Saved entries
PR #115, opened 2024-11-08
Rebuild a fits manifest from an HSC data directory.

mtauraso:
- Added a new verb rebuild_manifest
- When run with the HSC dataset class this verb will: 0) Scan the data directory and ingest HSC cutout files 1) Read in the original catalog file configured for download for metadata 2) Write out rebuilt_manifest.fits in the data directory
- Fixed up config resolution so that fibad_config.toml in the cwd works again for CLI invocations.
- File scanning has been parallelized with multiprocessing to reduce time from ~30d -> 6hr on hyak w 24M files
- Number of processes to launch dynamically chosen based on system limits, with intent to achieve max io bandwidth.

### DIFF
--- a/src/fibad/data_sets/hsc_data_set.py
+++ b/src/fibad/data_sets/hsc_data_set.py
@@ -644,7 +644,7 @@ class HSCDataSetContainer(Dataset):
         column_names = Downloader.MANIFEST_COLUMN_NAMES
         columns = {column_name: [] for column_name in column_names}
 
-        # These we vary every object and must be implemented below
+        # These will vary every object and must be implemented below
         dynamic_column_names = ["object_id", "filter", "dim", "tract", "ra", "dec", "filename"]
         # These are pulled from config ("sw", "sh", "rerun", "type", "image", "mask", and "variance")
         static_column_names = [name for name in column_names if name not in dynamic_column_names]
--- a/src/fibad/data_sets/hsc_data_set.py
+++ b/src/fibad/data_sets/hsc_data_set.py
@@ -33,32 +33,6 @@ from .data_set_registry import fibad_data_set
 logger = logging.getLogger(__name__)
 
 
-def num_cpus() -> int:
-    """
-    Checks both os.sched_getaffinity and multiprocessing.cpu_count()
-    to find the number of CPUs we have runtime access to.
-
-    Note borrowed from: https://github.com/pylint-dev/pylint/pull/6098/files
-    But we don't check for cgroup-based cpu time limits.
-
-    Returns
-    -------
-    int
-        Number of CPUs
-    """
-    cpu_count = None
-    sched_getaffinity = getattr(os, "sched_getaffinity", None)
-
-    if sched_getaffinity:
-        cpu_count = len(sched_getaffinity(0))
-    elif multiprocessing:
-        cpu_count = multiprocessing.cpu_count()
-    else:
-        cpu_count = 1
-
-    return cpu_count
-
-
 @fibad_data_set
 class HSCDataSet(Dataset):
     _called_from_test = False
--- a/src/fibad/data_sets/hsc_data_set.py
+++ b/src/fibad/data_sets/hsc_data_set.py
@@ -13,6 +13,17 @@ from astropy.table import Table
 from torch.utils.data import Dataset
 from torchvision.transforms.v2 import CenterCrop, Compose, Lambda
 
+from fibad.download import Downloader
+from fibad.downloadCutout.downloadCutout import (
+    parse_bool,
+    parse_degree,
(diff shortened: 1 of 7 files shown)


src/fibad/rebuild_manifest.py
```diff
@@ -0,0 +1,22 @@
...
+    config : dict
+        The parsed config file as a nested
+        dict
+    """
+
+    _, data_set = setup_model_and_dataset(config, split=config["train"]["split"])
+
+    data_set.rebuild_manifest(config)
+
+    logger.info("Finished Prepare")
```
drewoldag, line 22:
```suggestion
    logger.info("Finished rebuilding manifest")
```

src/fibad/data_sets/hsc_data_set.py
```diff
@@ -553,6 +567,88 @@ def _check_file_dimensions(self) -> tuple[int, int]:
...
+
+        del location_table
+
+        logger.info("Assembling Manifest...")
+
+        # These are the column names expected in a manifest file by the downloader
+        column_names = Downloader.MANIFEST_COLUMN_NAMES
+        columns = {column_name: [] for column_name in column_names}
+
+        # These we vary every object and must be implemented below
```
drewoldag, line 596:
```suggestion
        # These will vary every object and must be implemented below
```

src/fibad/data_sets/hsc_data_set.py
```diff
@@ -553,6 +567,88 @@ def _check_file_dimensions(self) -> tuple[int, int]:
...
+            "rerun": parse_rerun(config["download"]["rerun"]),
+            "type": parse_type(config["download"]["type"]),
+            "image": parse_bool(config["download"]["image"]),
+            "mask": parse_bool(config["download"]["mask"]),
+            "variance": parse_bool(config["download"]["variance"]),
+        }
+
+        for object_id, filter, filename, dim in self._all_files_full():
+            for static_col in static_column_names:
+                columns[static_col].append(static_values[static_col])
```
drewoldag, line 618: At this point in the manifest building process, do we know the number of files that will be yielded by `self._all_files_full()`? If so, can we build out the static_col for loop in one go outside of the outer for loop?

```
for static_col in static_column_names:
    columns[static_col] = [static_values[static_col]] * num_files
```

src/fibad/data_sets/hsc_data_set.py
```diff
@@ -553,6 +567,88 @@ def _check_file_dimensions(self) -> tuple[int, int]:
...
+
+            for dynamic_col in dynamic_column_names:
+                if dynamic_col == "object_id":
+                    columns[dynamic_col].append(int(object_id))
```
drewoldag, line 622: Roughly the same question as above - if we know before hand the total number of files, we could preallocate the arrays. I understand that python is suppose to be efficient with `.append`, but the over allocation of memory will hit in clearly defined steps for each of these arrays and more than double the memory footprint each time. 

That might be just fine, but if we could do the same thing here but just updating a specific index instead of `.append()`ing, we might save ourselves a headache in the future. 

Of course, if we don't know the number of files before hand, then just ignore this :). Perhaps prep for loop that calls the generator just to increment a counter would be worth while?

drewoldag (commented):
I left a few comments about here, I don't believe any of them are blocking, but it would be good to know the answer since they are efficiency related.

I'm guessing that rebuild_manifest is not a process that will happen often, so maybe the efficiency isn't as much of a concern, but faster is always better right?

src/fibad/data_sets/hsc_data_set.py
mtauraso: Yeah we could reverse the loops here, and that might be faster.

I'm mostly worried about memory footprint here rather than speed. I wrote it in this order in case I could integrate fitsio and stream individual objects into the fits file, rather than astropy's model.

src/fibad/data_sets/hsc_data_set.py
mtauraso: Yeah there's probably a speedup here, and we do know the size of these objects at the start of the loop.

src/fibad/data_sets/hsc_data_set.py
mtauraso: Testing on Hyak the entire flow takes ~6hr, with this particular loop taking ~3 minutes on a 8M object/24M file dataset.

The critical section for `rebuild_manifest` is the i/o now in `_fits_file_dims` and is where nearly all of the time is spent. This is also the critical section for dataset loading in general.

I'm going to pass on this optimization for now, and make it so *by default* we skip the f/s scan which is going to save time in the typical case where we have a manifest.

PR #99, opened 2022-05-11
Add rad-issue to commonly used commands

sebastinez:
This PR adds `rad-issue` to the listing of common used commands, when running `rad`


cloudhead:
I don't want people creating issues until the data layout is stable, otherwise we'll have issues..

cloudhead:
Let's re-open this when we're ready.

PR #102, opened 2022-05-17
common: Add ENS name to PeerIdentity and PeerInfo

sebastinez:
This PR tries to resolve from the `person.payload()` the `Ens` extension and adds it to the `PeerIdentity` and `PeerInfo`
We need this PR to merge for the issue listing, where we want to resolve a ENS name from a Radicle URN.

### DIFF
--- a/common/src/project.rs
+++ b/common/src/project.rs
@@ -32,6 +32,7 @@ use librad::PeerId;
 
 use lnk_identities;
 
+use crate::person::Ens;
 use crate::{git, person, seed};
 
 /// URL scheme for radicle resources.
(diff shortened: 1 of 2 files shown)


common/src/project.rs
```diff
@@ -115,18 +116,26 @@ impl TryFrom<Url> for Origin {
 pub struct PeerIdentity {
     pub urn: Urn,
     pub name: String,
+    pub ens: Option<String>,
```
cloudhead, line 119: We should keep this as `Ens`, there may be more things we want to include in the ens payload in the future than the name.

sebastinez: Okay no problem 👍

cloudhead (dismissed):

Issue #88, opened 2022-04-29
Verify authenticity of peer refs when fetching from seeds


geigerzaehler:
At the moment, `rad sync` does not verify the authenticity of references of remote peers it fetches from a seed. As a result seeds can manipulate references of a project which can be used to inject malicious code.

Specifically, `rad sync` should verify that all references for a project by a certain peer match the content of `rad/signed_refs` for that peer and the content itself is signed with the peer’s key.

PR #105, opened 2022-05-17
Verify signed refs on fetch

cloudhead:
Related to #88


geigerzaehler:
Wouldn’t it be safer to also delete invalid refs from the monorepo? Otherwise `git fetch rad` would still pick them up, right?

cloudhead:
> Wouldn’t it be safer to also delete invalid refs from the monorepo? Otherwise `git fetch rad` would still pick them up, right?

Yeah, you mean if refs were found to be invalid, delete them before exiting?

cloudhead:
Going to merge this, but won't close #88 until it's fully solved.

Issue #104, opened 2022-05-17
Add ability to edit project name and description


cloudhead:
Currently, there's no way to change a project after it is created. We should add the ability to edit the name and description, via an interface like this:

```shell
$ cd my-project/
$ rad edit --help
   rad-edit 0.1.0
   Edit project payloads

Usage

   rad edit [--project <urn>]

$ rad edit
  <editor opens>
  {"name": "my-project", "description": "blah blah"}
  <save>
[ok] Project successfully updated to <commit-hash>
```

The commmand open open your editor via the `term::Editor` type and allow you to edit the project payload and then save it.

cloudhead:
The plan is to have other commands for editing the other sections of the identity:
* Editing extensions should be done by extension-specific sub-commands
* Editing delegates should be done via a CRUD-like cli, ie. `rad delegate <add|remove>`

cloudhead:
This is done!

PR #110, opened 2022-05-18
rad-edit: Initial commit

xphoniex:
Should fix issue https://github.com/radicle-dev/radicle-cli/issues/104

### DIFF
--- a/edit/src/lib.rs
+++ b/edit/src/lib.rs
@@ -1,0 +1,117 @@
+use std::ffi::OsString;
+use std::str::FromStr;
+
+use radicle_common::args::{Args, Error, Help};
+use radicle_common::{keys, profile};
+use radicle_terminal as term;
+
+use librad::git::identities::{any, person, project, SomeIdentity};
+use librad::git::Urn;
+
+use link_identities::payload::{PersonPayload, ProjectPayload};
+
+use anyhow::anyhow;
+
+pub const HELP: Help = Help {
+    name: "edit",
+    description: env!("CARGO_PKG_DESCRIPTION"),
+    version: env!("CARGO_PKG_VERSION"),
+    usage: r#"
+Usage
+
+    rad edit [<urn>] [<option>...]
+
+    Edits the identity document pointed to by the URN. If it isn't specified,
+    the current project is edited.
+
+Options
+
+    --help              Print help
+"#,
+};
+
+#[derive(Default, Debug, Eq, PartialEq)]
+pub struct Options {
+    pub urn: Option<Urn>,
+}
+
+impl Args for Options {
+    fn from_args(args: Vec<OsString>) -> anyhow::Result<(Self, Vec<OsString>)> {
+        use lexopt::prelude::*;
+
+        let mut parser = lexopt::Parser::from_args(args);
+        let mut urn: Option<Urn> = None;
+
+        while let Some(arg) = parser.next()? {
+            match arg {
+                Long("help") => {
+                    return Err(Error::Help.into());
+                }
+                Value(val) if urn.is_none() => {
+                    let val = val.to_string_lossy();
+
+                    if let Ok(val) = Urn::from_str(&val) {
+                        urn = Some(val);
+                    } else {
+                        return Err(anyhow!("invalid URN '{}'", val));
+                    }
+                }
+                _ => return Err(anyhow::anyhow!(arg.unexpected())),
+            }
+        }
+
+        Ok((Options { urn }, vec![]))
+    }
+}
+
+pub fn run(options: Options) -> anyhow::Result<()> {
+    let profile = profile::default()?;
+    let signer = term::signer(&profile)?;
+    let storage = keys::storage(&profile, signer)?;
+
+    let urn = options
+        .urn
+        .or_else(|| radicle_common::project::cwd().ok().map(|(urn, _)| urn))
+        .ok_or_else(|| anyhow!("Couldn't get URN from either command line or cwd"))?;
+
+    let identity = any::get(&storage, &urn)?
+        .ok_or_else(|| anyhow!("No project or person found for this URN"))?;
+
+    match identity {
+        SomeIdentity::Project(_) => {
+            let payload = serde_json::to_string_pretty(
+                project::verify(&storage, &urn)?
+                    .ok_or_else(|| anyhow!("Couldn't get project's identity doc"))?
+                    .payload(),
+            )?;
+            match term::Editor::new().edit(&payload)? {
+                Some(updated_payload) => {
+                    let payload: ProjectPayload = serde_json::from_str(&updated_payload)?;
+                    project::update(&storage, &urn, None, payload, None)?;
+                }
+                None => return Err(anyhow!("Operation aborted!")),
+            }
+        }
+        SomeIdentity::Person(_) => {
+            let payload = serde_json::to_string_pretty(
+                person::verify(&storage, &urn)?
+                    .ok_or_else(|| anyhow!("Couldn't get person's identity doc"))?
+                    .payload(),
+            )?;
+            match term::Editor::new().edit(&payload)? {
+                Some(updated_payload) => {
+                    let payload: PersonPayload = serde_json::from_str(&updated_payload)?;
+                    person::update(&storage, &urn, None, payload, None)?;
+                }
+                None => return Err(anyhow!("Operation aborted!")),
+            }
+        }
+        _ => {
+            anyhow::bail!("Operation not supported for identity type of {}", urn)
+        }
+    };
+
+    term::success!("Update successful!");
+
+    Ok(())
+}
--- a/Cargo.lock
+++ b/Cargo.lock
@@ -4678,6 +4678,19 @@ dependencies = [
 ]
 
 [[package]]
+name = "rad-edit"
+version = "0.1.0"
+dependencies = [
+ "anyhow",
+ "lexopt",
+ "librad",
+ "link-identities",
+ "radicle-common",
+ "radicle-terminal",
+ "serde_json",
+]
+
+[[package]]
 name = "rad-ens"
 version = "0.1.0"
 dependencies = [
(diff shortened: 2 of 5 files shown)


edit/src/lib.rs
```diff
@@ -0,0 +1,101 @@
...
+    };
+
+    let identity = any::get(&storage, &urn)?
+        .ok_or_else(|| anyhow!("No project or person found for this URN"))?;
+
+    if let Some(updated_payload) = term::Editor::new()
+        .edit(&serde_json::to_string_pretty(&identity.payload())?)
+        .unwrap()
+    {
+        if identity.project().is_some() {
```
alexjg, line 88: This would probably be nicer as a match on `SomeIdentity` (which is what is returned by `any::get`).

FintanH:
I should probably clarify, I think it would be beneficial to first think about how all of the document should be updated, not just the payload, as mentioned in https://github.com/radicle-dev/radicle-cli/issues/104#issuecomment-1131436073.

I also think it would be worth using [`lnk-identities::project::update`](https://github.com/radicle-dev/radicle-link/blob/master/cli/lnk-identities/src/project.rs#L179-L219) for a couple of reasons:
* It updates the **verified** document, ie. the tip that all delegates agree on
* It will handle the addition of extensions correctly
* Has logic for adding delegations

edit/src/lib.rs
```diff
@@ -0,0 +1,101 @@
...
+    let profile = profile::default()?;
+    let signer = term::signer(&profile)?;
+    let storage = keys::storage(&profile, signer)?;
+
+    let urn = if let Some(urn) = options.urn {
+        urn
+    } else {
+        let repo = git::Repository::open(Path::new("."))?;
+
+        radicle_common::project::rad_remote(&repo)?.url.urn
```
cloudhead, line 78: `project::cwd()` does this for you

edit/src/lib.rs
```diff
@@ -0,0 +1,101 @@
...
+        .unwrap()
+    {
+        if identity.project().is_some() {
+            let payload: ProjectPayload = serde_json::from_str(&updated_payload)?;
+            project::update(&storage, &urn, None, payload, None)?;
+        } else {
+            let payload: PersonPayload = serde_json::from_str(&updated_payload)?;
+            person::update(&storage, &urn, None, payload, None)?;
+        }
+        term::info!("Updated!");
```
cloudhead, line 95: `term::success("Update successful")`

edit/src/lib.rs
```diff
@@ -0,0 +1,101 @@
...
+    } else {
+        term::warning("Aborted!");
```
erak, line 97: I think for most of the other commands, we're returning an error if the user cancels the current flow.

edit/src/lib.rs
xphoniex: https://github.com/radicle-dev/radicle-cli/commit/ec0b9679b7a5e43fc48691fca49f262e317765bb#diff-7f6d0944507bd7f26b50af3f4bce4555849243552f506948e0acbbffe597f4f8R91-R101

edit/src/lib.rs
xphoniex: https://github.com/radicle-dev/radicle-cli/commit/ec0b9679b7a5e43fc48691fca49f262e317765bb#diff-7f6d0944507bd7f26b50af3f4bce4555849243552f506948e0acbbffe597f4f8R74

edit/src/lib.rs
xphoniex: https://github.com/radicle-dev/radicle-cli/commit/ec0b9679b7a5e43fc48691fca49f262e317765bb#diff-7f6d0944507bd7f26b50af3f4bce4555849243552f506948e0acbbffe597f4f8R102

xphoniex: also, `success!(...)` is a macro.

Is there a logic behind which ones are fns e.g. `term::warning(...)` and the ones which are macro?

We should create macros for fns, just to make it simpler for devs to use.

edit/src/lib.rs
xphoniex: https://github.com/radicle-dev/radicle-cli/commit/ec0b9679b7a5e43fc48691fca49f262e317765bb#diff-7f6d0944507bd7f26b50af3f4bce4555849243552f506948e0acbbffe597f4f8R106

xphoniex:
> I should probably clarify, I think it would be beneficial to first think about how all of the document should be updated, not just the payload, as mentioned in [#104 (comment)](https://github.com/radicle-dev/radicle-cli/issues/104#issuecomment-1131436073).
> 
> I also think it would be worth using [`lnk-identities::project::update`](https://github.com/radicle-dev/radicle-link/blob/master/cli/lnk-identities/src/project.rs#L179-L219) for a couple of reasons:
> 
> * It updates the **verified** document, ie. the tip that all delegates agree on
> * It will handle the addition of extensions correctly
> * Has logic for adding delegations

Thanks Fintan, since we're planning on dealing with extensions and delegations elsewhere, the only thing remaining is the verified tip which I'm now retrieving [using](https://github.com/radicle-dev/radicle-cli/commit/ec0b9679b7a5e43fc48691fca49f262e317765bb#diff-7f6d0944507bd7f26b50af3f4bce4555849243552f506948e0acbbffe597f4f8R77-R88):

```
    let identity = any::get(&storage, &urn)?
        .ok_or_else(|| anyhow!("No project or person found for this URN"))?;

    let payload = match identity {
        SomeIdentity::Project(_) => {
            serde_json::to_string_pretty(project::verify(&storage, &urn)?.unwrap().payload())?
        }
        SomeIdentity::Person(_) => {
            serde_json::to_string_pretty(person::verify(&storage, &urn)?.unwrap().payload())?
        }
        _ => todo!(),
    };
```

This way we can use the simple `update` fns directly (without parsing two different structs from json) and we have access to verified heads. Comments?

edit/src/lib.rs
```diff
@@ -0,0 +1,108 @@
...
+        .ok_or_else(|| anyhow!("No project or person found for this URN"))?;
+
+    let payload = match identity {
+        SomeIdentity::Project(_) => {
+            serde_json::to_string_pretty(project::verify(&storage, &urn)?.unwrap().payload())?
+        }
+        SomeIdentity::Person(_) => {
+            serde_json::to_string_pretty(person::verify(&storage, &urn)?.unwrap().payload())?
+        }
+        _ => todo!(),
```
FintanH, line 87: You may want to throw an error message here. Hitting this case would mean that radicle-link has added a new identity type.

edit/src/lib.rs
```diff
@@ -0,0 +1,108 @@
...
+    };
+
+    if let Some(updated_payload) = term::Editor::new().edit(&payload).unwrap() {
```
FintanH, line 90: Mostly a stylistic thing, but would it not make more sense to have this code in the above match rather than matching on `identity` twice? It just comes at the cost of duplicating the `term::Editor` code.

FintanH (approved):
LGTM

edit/src/lib.rs
cloudhead: Agree that's preferrable to re-matching

edit/src/lib.rs
cloudhead: `anyhow!("unknown identity type for {}", urn)`

edit/src/lib.rs
xphoniex: Made the changes [here](https://github.com/radicle-dev/radicle-cli/compare/ec0b9679b7a5e43fc48691fca49f262e317765bb..872886074161ff6e140725576f4ffffedb30e99b) but I find the one with re-match more readable.

edit/src/lib.rs
```diff
@@ -0,0 +1,111 @@
...
+        .or_else(|| radicle_common::project::cwd().ok().map(|(urn, _)| urn))
+        .ok_or_else(|| anyhow!("Couldn't get URN from either command line or cwd"))?;
+
+    let identity = any::get(&storage, &urn)?
+        .ok_or_else(|| anyhow!("No project or person found for this URN"))?;
+
+    match identity {
+        SomeIdentity::Project(_) => {
+            let payload =
+                serde_json::to_string_pretty(project::verify(&storage, &urn)?.unwrap().payload())?;
```
cloudhead, line 83: What is the `unwrap()` here?

cloudhead, line 83: What is the `unwrap()` here?

xphoniex: Since we've already loaded the `urn` using `any::get` once and we know it exists, we can safely call unwrap on the `Option` here.

cloudhead: myeah... since you're reading from the file-system you actually can't guarantee that. It's too bad there's no `any::verify` or something like that..

xphoniex: `::verify` functions return `Result<Option<VerifiedX>, Error>`.

I assumed if there's a fs failure, we'd get an `Error` from `Result`, no?

cloudhead: Yeah, but if some other process removed the identity in the meantime, you'd get a panic instead of a "not found" error

xphoniex: Ok, fixed https://github.com/radicle-dev/radicle-cli/commit/3ff55c8f057a810425db5a3f3c6d15ae02c9bc79#diff-7f6d0944507bd7f26b50af3f4bce4555849243552f506948e0acbbffe597f4f8R83-R84

xphoniex: > myeah... since you're reading from the file-system you actually can't guarantee that. It's too bad there's no `any::verify` or something like that..

also `any::verify` would be easy to implement. what do you think @FintanH ? I can take of that.

cloudhead (approved):

cloudhead:
Merged in 93a1bfb

edit/src/lib.rs
FintanH: I took a quick look at the identity code, and I'm not sure how easy it would be to do it efficiently. I wouldn't accept a patch that tries to load `project::verify` and if that fails then try `person::verify`. But if you're willing to do dig in and find a way to get `SomeVerifiedIdentity` then I'm happy to review that :)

» Task item
Write out the records above exactly, from the opening line to the line with "- Added a new verb rebuild_manifest", including both, with nothing added.

» Reply
PR #115, opened 2024-11-08
Rebuild a fits manifest from an HSC data directory.

mtauraso:
- Added a new verb rebuild_manifest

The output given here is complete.